La escasez de lluvias en abril está provocando de facto importantes pérdidas, que en algunos casos son «irreversibles», en los sectores del cereal de secano y en la dehesa extremeña, según advierte COAG, que también da la voz de alarma porque si continúa la falta de lluvias, la actual situación climatológica también afectará negativamente al olivar y al viñedo extremeño.

Por eso, Juan Moreno, coordinador de COAG-Coordinadora Agraria de Extremadura, alerta de que “los daños producidos por las altas temperaturas y la escasez de lluvia van a provocar, por un lado, la disminución de las cosechas y, por otro, el aumento de los costes de producción en la ganadería”.

Aún es pronto para cuantificar las pérdida, pero “la situación se podría volver dramática para el campo extremeño»

En este sentido apunta Moreno que “al no desarrollarse de forma normal los pastizales, el ganadero se verá obligado a realizar una sobrealimentación para sus animales. Esta situación es más alarmante en la provincia de Badajoz que en la de Cáceres”, añade el coordinador.

Aún es pronto para cuantificar las pérdidas agrarias producidas por la actual situación meteorológica pero de persistir la escasez de lluvias y las altas temperaturas “la situación se volvería dramática para el campo extremeño, principalmente para el sector del cereal de secano que se ve agravado por las enfermedades que sufren los cultivos y los bajos precios de las cosechas”.

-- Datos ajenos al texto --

PR #5088, opened 2021-03-02
WIP / RFC: s3: Use ListObjectsV2 for much faster listings

felixbuenemann:
This PR is WIP, since it was only manually tested against real AWS S3 endpoints.

Additional research is required to check if a fallback from `ListObjectsV2` to `ListObjects` is required for S3-compatible storage, either automatic, through a cli switch or default per s3 backend type.

It would also be great to get feedback from @ncw on what is the preferred option.

Using `ListObjectsV2` with a continuation token is about **5-6x faster** than `ListObjects` with a marker.

No, but there were several posts related to slow listings, which usually resolved around using `--no-modtime` or `--use-server-modtime`, but using `ListObjectsV2` API massively speeds up the response time from the AWS S3 API.

Example:

```shell
$ time sudo -iu rclone /usr/bin/rclone ls s3:my-large-bucket --fast-list --use-server-modtime | wc -l
71689

real	0m56.609s
user	0m2.363s
sys	0m0.407s

$ time sudo -iu rclone /tmp/rclone ls s3:my-large-bucket  --fast-list --use-server-modtime | wc -l
71689

real	0m9.502s
user	0m2.355s
sys	0m0.298s
```

Test was done on an aws t4g.nano (linux-arm64) in eu-west-1 against a bucket in eu-central-1, but I've seen similar results on an aws c5.xlarge (linux-amd64)  in eu-central-1 against the same bucket in eu-central-1.

#### Checklist

### DIFF
--- a/backend/s3/s3.go
+++ b/backend/s3/s3.go
@@ -64,6 +64,7 @@ func init() {
 		Options: []fs.Option{{
 			Name: fs.ConfigProvider,
 			Help: "Choose your S3 provider.",
+			// NB if you add a new provider here, then add it in the setQuirks function
 			Examples: []fs.OptionExample{{
 				Value: "AWS",
 				Help:  "Amazon Web Services (AWS) S3",
@@ -1204,6 +1205,22 @@ In Ceph, this can be increased with the "rgw list buckets max chunk" option.
 			Default:  1000,
 			Advanced: true,
 		}, {
+			Name: "list_version",
+			Help: `Version of ListObjects to use: 1,2 or 0 for auto.
+
+When S3 originally launched it only provided the ListObjects call to
+enumerate objects in a bucket.
+
+However in May 2016 the ListObjectsV2 call was introduced. This is
+much higher performance and should be used if at all possible.
+
+If set to the default, 0, rclone will guess according to the provider
+set which list objects method to call. If it guesses wrong, then it
+may be set manually here.
+`,
+			Default:  0,
+			Advanced: true,
+		}, {
 			Name: "no_check_bucket",
 			Help: `If set, don't attempt to check the bucket exists or create it.
 
@@ -1357,6 +1374,7 @@ type Options struct {
 	UseAccelerateEndpoint bool                 `config:"use_accelerate_endpoint"`
 	LeavePartsOnError     bool                 `config:"leave_parts_on_error"`
 	ListChunk             int64                `config:"list_chunk"`
+	ListVersion           int                  `config:"list_version"`
 	NoCheckBucket         bool                 `config:"no_check_bucket"`
 	NoHead                bool                 `config:"no_head"`
 	NoHeadObject          bool                 `config:"no_head_object"`
@@ -1579,6 +1597,7 @@ func s3Connection(ctx context.Context, opt *Options, client *http.Client) (*s3.S
 	if opt.Provider == "Scaleway" && opt.MaxUploadParts > 1000 {
 		opt.MaxUploadParts = 1000
 	}
+	setQuirks(opt)
 	awsConfig := aws.NewConfig().
 		WithMaxRetries(ci.LowLevelRetries).
 		WithCredentials(cred).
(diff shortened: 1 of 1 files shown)


felixbuenemann:
@ncw Do you have insights on wether any of the s3 compatible backends do not support `ListObjectsV2` (`list-type=2`)?

felixbuenemann:
@ncw It looks like some S3 compatible implementations like NetApp Storage Grid and Ceph RGW do not support ListObjectsV2 in older versions, so some kind of fallback is needed.

What is your preference for implementing a fallback?
1. Backend config option like `list_type = 1` (default 2)
2. Command Line option like `--s3-list-objects-type 1`
3. Automatic fallback on errors like `XNotImplemented`

I'm not sure how streamlined the error responses are, so my preference would be the backend option, which could also have a different default for certain s3 compatible flavours when configured through the wizard.

ncw:
> Using `ListObjectsV2` with a continuation token is about **5-6x faster** than `ListObjects` with a marker.

That is great news!

According to https://docs.aws.amazon.com/AmazonS3/latest/API/WhatsNew.html the ListObjectsV2 API was introduced in May 4, 2016 which is long enough ago that nearly everything should support it, but not long enough ago that everything will :-(

So I think support for this will need to be a config parameter

> Do you have insights on whether any of the s3 compatible backends do not support `ListObjectsV2` (`list-type=2`)?

Not off the top of my head, but we do have 5 providers in the daily integration tests which are easy to test, and I have quite a few more providers that I have configs for.

> @ncw It looks like some S3 compatible implementations like NetApp Storage Grid and Ceph RGW do not support ListObjectsV2 in older versions, so some kind of fallback is needed.

Ceph is popular with rclone users - it looks like v2 support wasn't merged until Mid 2019 so this will be a problem.
 
> What is your preference for implementing a fallback?
> 
> 1. Backend config option like `list_type = 1` (default 2)
> 2. Command Line option like `--s3-list-objects-type 1`

Note that a backend config automatically makes a command line option. So a `list_type` option becomes `--s3-list-type`.

> 3. Automatic fallback on errors like `XNotImplemented`
> 
> I'm not sure how streamlined the error responses are, so my preference would be the backend option, which could also have a different default for certain s3 compatible flavours when configured through the wizard.

Hmm, from this bug report on CEPH https://tracker.ceph.com/issues/37801 it looks like the error there is just returning the wrong kind of listing as in CEPH just ignores the `list-type=2` parameter.

Hmm, does this mean that we need a bucket with more than 1000 things in it to test properly? That is a really annoying failure mode!

We could potentially detect this when we get to here `return errors.New("s3 protocol error: received listing with IsTruncated set, no NextContinuationToken found")` and use that as a signal to switch to v1 listings.

The safe thing would probably be to have `list_type 0` mean `auto` in which case rclone uses its knowledge about Providers to set `2` for `AWS` and other supported providers and set `1` for everything else. CEPH will be the annoying one as there will be CEPHs out there which do support v2 and ones which don't.

felixbuenemann:
> > 3. Automatic fallback on errors like `XNotImplemented`
> > 
> > I'm not sure how streamlined the error responses are, so my preference would be the backend option, which could also have a different default for certain s3 compatible flavours when configured through the wizard.
> 
> Hmm, from this bug report on CEPH https://tracker.ceph.com/issues/37801 it looks like the error there is just returning the wrong kind of listing as in CEPH just ignores the `list-type=2` parameter.
> 
> Hmm, does this mean that we need a bucket with more than 1000 things in it to test properly? That is a really annoying failure mode!
> 
> We could potentially detect this when we get to here `return errors.New("s3 protocol error: received listing with IsTruncated set, no NextContinuationToken found")` and use that as a signal to switch to v1 listings.
> 
> The safe thing would probably be to have `list_type 0` mean `auto` in which case rclone uses its knowledge about Providers to set `2` for `AWS` and other supported providers and set `1` for everything else. CEPH will be the annoying one as there will be CEPHs out there which do support v2 and ones which don't.

It would be great if we could do a fallback with zero overhead (like repeated requests), but I'm not sure the AWS Go SDK will allow us to do that.

If we do the ListObjectsV2 call, we receive an `s3.ListObjectsV2Output` instead of `s3.ListObjectsOutput`, so we are lacking the `NextMarker` struct field required for the V1 happy path.

At this point we would have to retry the API call with V1, which will slow things down.

So unless there is a clever way around that I think a backend option with sane defaults for the different providers is the better choice and makes the behaviour more predictable.

ncw:
> So unless there is a clever way around that I think a backend option with sane defaults for the different providers is the better choice and makes the behaviour more predictable.

OK, let's do that! We can make the default `0` which we can use for auto detection later if we want.

darthShadow:
Do we want to try introducing the v2 API only for listing (if that's even easy/possible) since it has native pagination support:

https://aws.amazon.com/blogs/developer/aws-sdk-for-go-version-2-general-availability/

https://aws.github.io/aws-sdk-go-v2/docs/migrating/#paginators

ncw:
> Do we want to try introducing the v2 API only for listing (if that's even easy/possible) since it has native pagination support:
> 
> https://aws.amazon.com/blogs/developer/aws-sdk-for-go-version-2-general-availability/
> 
> https://aws.github.io/aws-sdk-go-v2/docs/migrating/#paginators

I don't really want to include two AWS SDKs and I don't think this issue should be about switching SDKs so I think we should do it with the existing SDK and revist when we migrate to the new SDK.

ivandeex:
Friendly ping after 6 months of NOTHING

ivandeex:
Please note that after 6 months of no activity the PR becomes eligible for REMOVAL

ncw:
I've added a commit on top of this which falls back to ListObjectsV1 on unsupported providers.

If the tests pass, I'll merge this so it can get testing in the integration tests and exposure during the 1.58 cycle.

ncw:
@felixbuenemann 
> Thanks for taking the time to finish this up.

No probs! I was motivated to do this because I found a bug in Blackblaze's S3 interface which is fixed in the V2 list objects!

> Nice use of `structs.SetFrom`, I didn't know about that.

Thats an rclone special. A little bit of reflection really helps with the verbose S3 API structs!

https://github.com/rclone/rclone/blob/25366268fe921608ee68c6dc33b744b80d860abe/lib/structs/structs.go#L8-L19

Si persisten estas condiciones, “sería una verdadera catástrofe para todos los cerealistas extremeños”, recalca Juan Moreno. Si la situación meteorológica persiste, Moreno reclama del Gobierno regional “que arbitre las medidas necesarias para apoyar a un sector que viene sufriendo unos precios de ruina en los últimos años”.

En cuanto a los cultivos de regadío “la situación de falta de precipitaciones implicará obligatoriamente el adelantamiento de las campañas de riego que conllevará un incremento en los costes de producción”.